Par Kiki Kienge
L’accord USA–RDC n’est pas de former des paramilitaires
Par Kiki Kienge
Kinshasa — Washington prend ses distances. À rebours des annonces initiales faites à Kinshasa, les États-Unis affirment que leur partenariat stratégique avec la République démocratique du Congo ne prévoit en aucun cas le financement d’unités paramilitaires destinées à sécuriser les mines.
Dans un communiqué officiel, l’ambassade américaine à Kinshasa rappelle que « les gouvernements des États-Unis et de la République démocratique du Congo sont engagés à promouvoir une croissance économique partagée, la stabilité et la prospérité », dans le cadre de l’Accord de partenariat stratégique liant les deux pays. Avant de préciser sans ambiguïté : « Le gouvernement des États-Unis ne finance pas de groupes paramilitaires pour garder les mines. »
Cette mise au point intervient dans un contexte de confusion. Quelques heures auparavant, l’Inspection Générale des Mines (IGM) avait évoqué un programme de « garde minière » financé à hauteur de 100 millions de dollars dans le cadre de partenariats avec les États-Unis et les Émirats arabes unis, avant de revoir sa communication et d’évoquer des « montages diversifiés » sans financement direct étatique.
En l’espace de deux jours, l’ambassade américaine aura ainsi publié deux clarifications, illustrant un malaise évident entre les annonces congolaises et la position officielle de Washington.

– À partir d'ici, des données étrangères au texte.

PR #342, opened 2023-12-06
Provide whitelist parity for `MagicMock` and `Mock`

maxrake:
## Description

There are whitelist entries for the `return_value` and `side_effect`
attributes of the `unittest.mock.Mock` class. This change seeks to
provide parity for the `unittest.mock.MagicMock` class, which is just a
subclass of `Mock` but with default implementations of most of the magic
methods.

Standard library reference:
https://docs.python.org/3/library/unittest.mock.html#magic-mock

## Checklist:

- [x] ~I have added or adapted tests to cover my changes.~
  - No whitelist tests were found to update

### DIFF
--- a/CHANGELOG.md
+++ b/CHANGELOG.md
@@ -1,7 +1,7 @@
 # next (unreleased)
-* Bump flake8, flake8-comprehensions and flake8-bugbear. (Sebastian Csar,
-#341).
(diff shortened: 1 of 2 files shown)


jendrikseipp:
Thanks!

Un partenariat économique, pas sécuritaire
Côté américain, la ligne est claire : l’accord bilatéral vise avant tout à stimuler les investissements, sécuriser les chaînes d’approvisionnement et favoriser une croissance durable, notamment dans le secteur des minerais critiques. Pas à militariser leur exploitation.

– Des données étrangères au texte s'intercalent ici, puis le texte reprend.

PR #347, opened 2024-01-14
Use ruff for linting

tqa236:
## Description

Hello, 

This MR configures [ruff](https://github.com/astral-sh/ruff), an extremely fast Python linter and code formatter to `vulture`. `ruff` can potentially replace all the current linting and formatting tools, namely `black`, `flake8` and `pyupgrade`.

The current config in `pyproject.toml` is the default one, I put it there for ease of your review and customization. 

Let me know if this change is welcome. I can make further adjustments to the config to suit `vulture` style if needed.

## Checklist:

### DIFF
--- a/.github/workflows/pre-commit.yml
+++ b/.github/workflows/pre-commit.yml
@@ -1,0 +1,14 @@
+name: pre-commit
+
+on:
+  pull_request:
+  push:
+    branches: [main]
+
+jobs:
+  pre-commit:
+    runs-on: ubuntu-latest
+    steps:
+    - uses: actions/checkout@v4.1.1
+    - uses: actions/setup-python@v5
+    - uses: pre-commit/action@v3.0.0
--- a/.github/workflows/pre-commit.yml
+++ b/.github/workflows/pre-commit.yml
@@ -10,5 +10,4 @@ jobs:
     runs-on: ubuntu-latest
     steps:
     - uses: actions/checkout@v4.1.1
-    # - uses: actions/setup-python@v5
     - uses: pre-commit/action@v3.0.0
--- a/.github/workflows/pre-commit.yml
+++ b/.github/workflows/pre-commit.yml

Cette distinction est essentielle dans un contexte où la RDC, premier producteur mondial de cobalt, est au cœur d’une compétition stratégique entre puissances pour l’accès aux რესources nécessaires à la transition énergétique.
Zone grise et interrogations
Reste une zone d’ombre. Si Washington nie toute implication directe dans le financement d’une force paramilitaire, la question des acteurs indirects demeure posée.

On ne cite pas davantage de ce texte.